If `A` is the null set, find the number of elements in the power set `P(P(A))`.

To solve the problem of finding the number of elements in the power set \( P(P(A)) \) where \( A \) is the null set, we can follow these steps: ### Step 1: Identify the null set The null set, denoted as \( A \), is defined as: \[ A = \emptyset \] ### Step 2: Find the power set of \( A \) The power set \( P(A) \) is the set of all subsets of \( A \). Since \( A \) is the null set, the only subset of \( A \) is itself, which is the empty set. Therefore: \[ P(A) = \{ \emptyset \} \] ### Step 3: Determine the number of elements in \( P(A) \) The power set \( P(A) \) has only one element, which is the empty set: \[ |P(A)| = 1 \] ### Step 4: Find the power set of \( P(A) \) Now we need to find the power set of \( P(A) \), which is \( P(P(A)) \).
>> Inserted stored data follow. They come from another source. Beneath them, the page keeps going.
PR #4409, opened 2023-03-23
Add a function that plot the npred_signal of models of a dataset

MRegeard:
This pull request is for the implementation of a function that plot the npred_signal() of a dataset. 
It takes a dataset as a parameter and return a plot of the npred_signal of the models of the dataset. 
By default only the 5 most contributing models. The user can also sum all the models together. 

I haven't tested yet so there might be some bugs.


adonath:
Thanks that's a very insightful plot! Again one proposal for making things more generally useful:

Modify `dataset.npred_signal(model_names=)` to take a list of model names and return a `Map` with a `LabelMapAxis` for the model names. This way you will save a lot of code later when plotting, because you can re-use `RegionNDMap.plot()`. E.g. things like:

```python3
npred_spec = npred_per_model.to_region_ndmap()
npred_spec.plot(axis_name="energy")
npred_spec.sum_over_axis(axis_name="model-name")
```
Will just work...

registerrier:
Hi @MRegeard, what is the status here? How much is there left to finish the PR?

MRegeard:
From my side the code is done. I just need to do a small test. 

I have added a new file in visualization for datasets plot, where I move this function but also `plot_spectrum_dataset_off_regions`.

gammapy/visualization/datasets.py
```diff
@@ -0,0 +1,175 @@
...
+        The dataset from which to plot the npred_signal
+    ax : `~matplotlib.axes.Axes`
+        Axis object to plot on.
+    model_names : list of str
+        The list of model for which the npres_signal is plotted. If set to None, it will take all the models
+        of the `dataset
+    stack : bool
+        Whether to sum the npred_signal of all the model.
+    region: `~regions.Region` or `~astropy.coordinates.SkyCoord`
+        Region.
```
registerrier, line 135: Region used to reproject predicted counts. If None, use full dataset geometry.
Default is None.

registerrier (commented):
Thanks @MRegeard . See some inline comments.

If you add a datasets.py file in visualization, don't forget to move the corresponding tests in tests_datasets.py.

gammapy/visualization/datasets.py
```diff
@@ -0,0 +1,175 @@
...
+
+    Plot that cycles through colors (``edgecolor``) and line styles together::
+
+        plot_spectrum_datasets_off_regions(datasets, ax, prop_cycle=plt.cycler(color=list('rgb'), ls=['--', '-', ':']))  # noqa: E501
+
+    Plot that uses a modified `~matplotlib.rcParams`, has two legend columns, static and
+    dynamic colors, but only shows labels for ``datasets1`` and ``datasets2``. Note that
+    ``legend_kwargs`` only applies if it's given in the last function call with ``legend=True``::
+
+        plt.rc('legend', columnspacing=1, fontsize=9)
```
AtreyeeS, line 56: Example code lines have to be preceded by `>>>` for doc tests I think.
See https://github.com/gammapy/gammapy/blob/5fbb60ba48ab9a04143b1b451b1085a4193f8d12/gammapy/estimators/map/excess.py#L108

gammapy/visualization/datasets.py
```diff
@@ -0,0 +1,175 @@
...
+
+
+def plot_spectrum_datasets_off_regions(
+    datasets, ax=None, legend=None, legend_kwargs=None, **kwargs
+):
+    """Plot the off regions of spectrum datasets.
+
+    Parameters
+    ----------
+    datasets : `~gammapy.datasets.Datasets` or list of `~gammapy.datasets.SpectrumDatasetOnOff`
```
AtreyeeS, line 16: Is `~gammapy.datasets.Datasets` apt here? Only `SpectrumDatasetOnOff`s are supported, so `list of ~gammapy.datasets.SpectrumDatasetOnOff` should suffice.

gammapy/visualization/datasets.py
```diff
@@ -0,0 +1,175 @@
...
+__all__ = [
+    "plot_spectrum_datasets_off_regions",
+    "plot_npred_signal",
+]
+
+
+def plot_spectrum_datasets_off_regions(
+    datasets, ax=None, legend=None, legend_kwargs=None, **kwargs
+):
+    """Plot the off regions of spectrum datasets.
```
AtreyeeS, line 12: this can be clarified better

gammapy/visualization/datasets.py
```diff
@@ -0,0 +1,175 @@
...
+    -----
+    Properties from the ``prop_cycle`` have maximum priority, except ``color``,
+    ``edgecolor``/``color`` is selected from the sources below in this order:
+    ``kwargs["edgecolor"]``, ``kwargs["prop_cycle"]``, ``matplotlib.rcParams["axes.prop_cycle"]``
+    ``matplotlib.rcParams["patch.edgecolor"]``, ``matplotlib.rcParams["patch.facecolor"]``
+    is never used.
+
+    Examples
+    --------
+    Plot forcibly without legend and with thick circles::
```
AtreyeeS, line 40: forcibly seems a bit too strong a word here!

gammapy/visualization/datasets.py
```diff
@@ -0,0 +1,175 @@
...
+
+        plot_spectrum_datasets_off_regions(datasets, ax, legend=False, linewidth=2.5)
+
+    Plot that quantifies the overlap of off regions::
```
AtreyeeS, line 44:
```suggestion
    Plot to visualise the overlap of off regions::
```

AtreyeeS (approved):
Thanks @MRegeard ! It is useful to start filling up the datasets visualisation

AtreyeeS (approved):
Thanks @MRegeard ! It is useful to start filling up the datasets visualisation

adonath:
Thanks @MRegeard! One minor side comment: please keep PR smalls in future: so first submit a PR moving the existing functionally and then open a 2nd PR introducing the new method.

MRegeard:
@AtreyeeS I haven't done this code, I just moved it from `gammapy.visualization.utils` to `gammapy.visualization.datasets`. But I can take a look at it. Probably in another PR would be better though.

MRegeard:
For the test, I have copy-paste some pytest fixture from `gammapy.datasets.tests.test_map.py`. Is there a way to import them instead ?

AtreyeeS:
I think you can use the precomputed dataset in `$GAMMAPY_DATA/cta-1dc-gc/cta-1dc-gc.fits.gz`

gammapy/visualization/tests/test_datasets.py
```diff
@@ -0,0 +1,87 @@
...
+    )
+
+    actual = ax.patches[0].get_edgecolor()
+    assert_allclose(actual, (0.121569, 0.466667, 0.705882, 1.0), rtol=1e-2)
+
+    actual = ax.patches[2].get_edgecolor()
+    assert_allclose(actual, (1.0, 0.498039, 0.054902, 1.0), rtol=1e-2)
+    assert ax.lines[0].get_color() in ["green", "C0"]
+
+
```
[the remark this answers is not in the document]
MRegeard: Ah yes right, thanks !

gammapy/visualization/datasets.py
```diff
@@ -0,0 +1,177 @@
...
+    -----
+    Properties from the ``prop_cycle`` have maximum priority, except ``color``,
+    ``edgecolor``/``color`` is selected from the sources below in this order:
+    ``kwargs["edgecolor"]``, ``kwargs["prop_cycle"]``, ``matplotlib.rcParams["axes.prop_cycle"]``
+    ``matplotlib.rcParams["patch.edgecolor"]``, ``matplotlib.rcParams["patch.facecolor"]``
+    is never used.
+
+    Examples
+    --------
+    Plot forcibly without legend and with thick circles::
```
QRemy, line 41:
```suggestion
    Plot without legend and with thick circles::
```

gammapy/visualization/datasets.py
QRemy: The examples should be fully executable, no.

gammapy/visualization/datasets.py
```diff
@@ -0,0 +1,177 @@
...
+        names = npred_region.geom.axes["models"].center
+    else:
+        npred_iter = [npred_region]
+        names = ["stacked models"]
+
+    if ax is None:
+        fig = plt.figure()
+        axes = fig.add_subplot(111)
+    else:
+        axes = ax
```
adonath, line 166: Just simplify to:

```suggestion
    if ax is None:
       ax = plt.gca()
```

gammapy/visualization/datasets.py
```diff
@@ -0,0 +1,177 @@
...
+
+    for (npred, name) in zip(npred_iter, names):
```
adonath, line 168: `RegionNDMap.plot()` already features the loop over the secondary axis. This is triggered by specifying the x-axis, like `RegionNDMap.plot(axis_name="energy")`. Please try it put and simplify the code here even further...

gammapy/visualization/datasets.py
```diff
@@ -0,0 +1,177 @@
...
+
+    axes : `~matplotlib.axes.Axes`
+        Axis object
+    """
+
+    npred_region = dataset.npred_signal(
+        model_names=model_names, stack=stack
+    ).to_region_nd_map(region)
+
+    if not stack:
```
adonath, line 155: My proposal here would be to just simplify and plot always everything:

- Plot stacked npred
- Plot npred per model
- Plot background npred 

An remove the configuration arguments. I think plotting more information is always better in this case.

gammapy/visualization/datasets.py
```diff
@@ -0,0 +1,177 @@
...
+        axes = ax
+
+    for (npred, name) in zip(npred_iter, names):
+        npred.plot(axes, label=name, **kwargs)
+    if plot_background:
+        dataset.npred_background().to_region_nd_map(region).plot(
+            ax=axes, label="background", **kwargs
+        )
+    axes.set_ylabel("Predicted counts")
+    axes.legend(loc="upper left", bbox_to_anchor=(1.04, 1), borderaxespad=0)
```
adonath, line 175: I would avoid the hard-coded legend position and just use whatever matplotlib does as a default. It is unclear whether the legend positions is the best in all cases...

adonath (changes requested):
Thanks @MRegeard, I have left some more inline comments. My recommendation here would be to simplify and just have the function always plot everything. In almost all cases it gives a more useful plot.

gammapy/visualization/datasets.py
MRegeard: done

gammapy/visualization/datasets.py
MRegeard: done

MRegeard:
I just noticed that this function was probably not supporting 1D datasets because the `to_nd_region_map` was hard coded. 
The check on the npred map instance fix this.

adonath:
@MRegeard I think the check might not be necessary, there is https://github.com/gammapy/gammapy/blob/main/gammapy/maps/region/ndmap.py#L773, which just returns the map itself. But I have not checked whether it applies in your case...

adonath:
@MRegeard In general it is very hard to write re-usable plotting code, because in most cases there are way to many options. The usual approach in Gammapy is to provide a default visualization and then users can modify the plot to their needs using the `matplotlib` API. If they need something fundamentally different or publication quality plots, users are encouraged to just rely on `Map.plot()` or the matplotlib API.

MRegeard:
@adonath So now I always plot the stacked models and the background. I just kept the check of lenght of model and if it's one I only plot the model (because the model and the stacked will obviously be the same). Is it want you meant ?

gammapy/visualization/datasets.py
```diff
@@ -0,0 +1,167 @@
...
+        Axis object to plot on.
+    model_names : list of str
+        The list of models for which the npred_signal is plotted. Default is None.
+        If None, all models are considered.
+    region: `~regions.Region` or `~astropy.coordinates.SkyCoord`
+        Region used to reproject predicted counts. Default is None.
+        If None, use the full dataset geometry.
+    **kwargs : dict
+        Keyword arguments to pass to `~gammapy.maps.RegionNDMap.plot`.
+
```
registerrier, line 138:
```suggestion
```

gammapy/visualization/datasets.py
```diff
@@ -0,0 +1,167 @@
...
+
+    Returns
+    -------
+
```
registerrier, line 142:
```suggestion
```

gammapy/visualization/datasets.py
```diff
@@ -0,0 +1,167 @@
...
+    axes : `~matplotlib.axes.Axes`
+        Axis object
+    """
+
+    npred_stack = dataset.npred_signal(
+        model_names=model_names, stack=True
+    ).to_region_nd_map(region)
+    npred_not_stack = dataset.npred_signal(
```
registerrier, line 150: Isn't it simpler to first compute `npred` and then stack it with a `sum_over_axes`?

gammapy/visualization/datasets.py
```diff
@@ -0,0 +1,167 @@
...
+        model_names=model_names, stack=False
+    ).to_region_nd_map(region)
+    npred_background = dataset.npred_background().to_region_nd_map(region)
+
+    if ax is None:
+
```
registerrier, line 156:
```suggestion
```

gammapy/visualization/datasets.py
```diff
@@ -0,0 +1,167 @@
...
+    **kwargs,
+):
+    """
+    Plot the energy distribution of predicted counts of a selection of models assigned to a dataset.
+    Plot the energy distribution of predicted counts of the background and of the sum of all the considered models
+    on the same axis.
+
+    Parameters
+    ----------
+    dataset : an instance of `~gammapy.datasets.dataset`
```
registerrier, line 126:
```suggestion
    dataset : an instance of `~gammapy.datasets.MapDataset`
```

gammapy/visualization/datasets.py
```diff
@@ -0,0 +1,167 @@
...
+def plot_npred_signal(
+    dataset,
+    ax=None,
+    model_names=None,
+    region=None,
+    **kwargs,
+):
+    """
+    Plot the energy distribution of predicted counts of a selection of models assigned to a dataset.
+    Plot the energy distribution of predicted counts of the background and of the sum of all the considered models
```
registerrier, line 121:
```suggestion
   
     The background and the sum of all the considered models predicted counts are plotted on top of individual
     contributions of the considered models. 
```

gammapy/visualization/datasets.py
```diff
@@ -0,0 +1,167 @@
...
+    on the same axis.
```
registerrier, line 122:
```suggestion
```

registerrier (approved):
Thanks @MRegeard . This looks good. I have left minor comments/suggestions.

registerrier (approved):
Thanks @MRegeard . This looks good. I have left minor comments/suggestions.

MRegeard:
@registerrier done !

Since \( P(A) \) contains one element (the empty set), we can find its power set: \[ P(P(A)) = P(\{ \emptyset \}) \] The power set of a set with one element contains two subsets: the empty set and the set itself. Therefore: \[ P(P(A)) = \{ \emptyset, \{ \emptyset \} \} \] ### Step 5: Determine the number of elements in \( P(P(A)) \) The power set \( P(P(A)) \) has two elements: \[ |P(P(A))| = 2 \] ### Final Answer Thus, the number of elements in the power set \( P(P(A)) \) is: \[ \boxed{2} \]